PROVIDENCE - Some Saratoga County hunters made a disturbing discovery in a remote section of woods - a four-year-old beagle bound with duct tape and wrapped up in a garbage bag. 

The dog, named Daisy, was found off of Drager Road in Providence.

Daisy survived and is doing okay. She now wears a cone-shaped collar to prevent her from biting at her injured ears.

The man who found him, Ed Dandaraw, wants to why or how someone could do this to a defenseless dog.

Just a couple days ago, Dandaraw was hunting with friends when he saw a garbage bag move.

"At that time, I saw a dog's leg coming out of a hole in the bag," he recalled.

Dandaraw says whoever did this left just enough space around daisy's nose for her to breathe. Her front paws were bound together.

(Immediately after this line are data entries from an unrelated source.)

PR #1706, opened 2020-12-24
Add docs to all checkShellScripts in Nix

monacoremo:
This adds docs to every `checkedShellScript`-based script that we have in our Nix setup.

Need to figure out how to best use the `docs` attribute in `checkShellScript`, but this is already useful as is I think.

### DIFF
--- a/nix/overlays/checked-shell-script/checked-shell-script.nix
+++ b/nix/overlays/checked-shell-script/checked-shell-script.nix
@@ -2,13 +2,15 @@
 # directly, or use the .bin attribute to get the script in a bin/ directory,
 # to be used in a path for example.
 { git
+, lib
 , runCommand
 , runtimeShell
 , shellcheck
 , stdenv
 , writeTextFile
 }:
-name: text:
+{ name, docs, inRootDir ? false }: text:
+# TODO: do something sensible with docs, e.g. provide automated --help
 let
   bin =
     writeTextFile {
@@ -20,7 +22,8 @@ let
         ''
           #!${runtimeShell}
           set -euo pipefail
-
+        ''
+        + lib.optionalString inRootDir ''
           cd "$(${git}/bin/git rev-parse --show-toplevel)"
 
           if test ! -f postgrest.cabal; then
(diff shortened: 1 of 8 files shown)


monacoremo:
This also makes it more explicit where we use our `inRootDir` feature, hopefully making it a bit less surprising.

nix/tests.nix
```diff
@@ -124,7 +150,11 @@ let
   dumpSchema =
     name: postgresql:
     checkedShellScript
-      name
+      {
+        inherit name;
+        docs = "Dump the DbStructure schema as loaded as yaml file..";
```
wolfgangwalther, line 155:
```suggestion
        docs = "Dump the loaded schema's DbStructure as a yaml file.";
```

nix/overlays/checked-shell-script/checked-shell-script.nix
```diff
@@ -2,13 +2,15 @@
...
+, lib
 , runCommand
 , runtimeShell
 , shellcheck
 , stdenv
 , writeTextFile
 }:
-name: text:
+{ name, docs, inRootDir ? false }: text:
+# TODO: do something sensible with docs, e.g. provide automated --help
```
wolfgangwalther, line 13: If we add `--help`, we'd need a way to pass the `--help` to the underlying command, too. Something like `-- --help` or so. Many of the commands pass arguments through and I sometimes use it.

monacoremo: Yes, that was my worry - if we print the docs when `--help` or `-h` are on the command line, how do we make sure that we don't prevent the commands we use to show their help texts? `--` is the right solution probably. Will have to experiment with it.

wolfgangwalther:
The windows build on AppVeyor is failing everywhere (although a bit randomly) right now - this seems to be a caching issue. The error message doesn't make sense - it reports something, that I temporarily had in the "config from env" PR, but is long gone.

Going to merge this, the `--help` can be added later, if we figure it out.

Dandaraw describes himself as an animal lover and says his discovery made him sick to his stomach. He and his hunting buddies called police and carried Daisy to the nearest road.

"About halfway out to the main road, we're on a four-wheeler, I felt the dog go totally limp and I thought he had just died," Dandaraw said.

But Daisy came to, police brought her to the vet and other than infected ears and matted fur and being 20 pounds lighter, she's okay. 

Not the case for whoever did it, in Dandaraw's opinion.

"This person was a very sick, deranged person because they left the dog taped up entirely, but they left the nostrils open so he could breathe in the bag," he said.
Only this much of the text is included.